Every day I was going to be living in Spanish. Getting my morning coffee, buying tacos, hanging out with people, going on dates.
The power of immersion was going to be unstoppable.
Spanish was going to be absorbed into my brain unconsciously. Without putting in any effort, I was going to be fluent and talking to all the locals.
I had crushed 2 levels of Duolingo and already knew how to say “gato” and “perro”. This shit was going to be easy.
The minute I got off the airplane, reality started to kick my ego in the balls.
As I entered Mexican immigration, I realized I couldn’t understand the form I needed to complete to enter the country. I spent several uncomfortable minutes translating all the fields and entering my information.
Once I was past immigration, I went to the ATM for cash, only to realize nothing on the screen made any sense. After repeated attempts with no luck, I gave up.

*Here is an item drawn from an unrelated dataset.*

PR #1729, opened 2022-06-22
update docs for `showManageSubscriptions`

### LINKED ISSUE #1728: Confusing documentation for showManageSubscriptions:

After trying to communicate unsuccessfully with several taxi companies, I eventually found an uber and made it to my Airbnb. Immersion hit hard on the first day.
The Next Several Months
As I entered my new life in Mexico City, the language issues continued.
While people understood I wanted to crush tacos and tequila, me understanding how much they wanted me to pay was a challenge.
I could only count up to 10, so anything that cost more than that was an adventure. My way of dealing with this was opening up the calculator on my phone and saying “cuanto?” (how much).
While I got better with numbers from all the practice, it was a struggle for awhile.
Socializing wasn’t any easier. “Hola” and “como estas” didn’t lead to deep, interesting conversations about cool shit. While people were friendly and engaging, there was an invisible wall of Spanish between us limiting our interactions.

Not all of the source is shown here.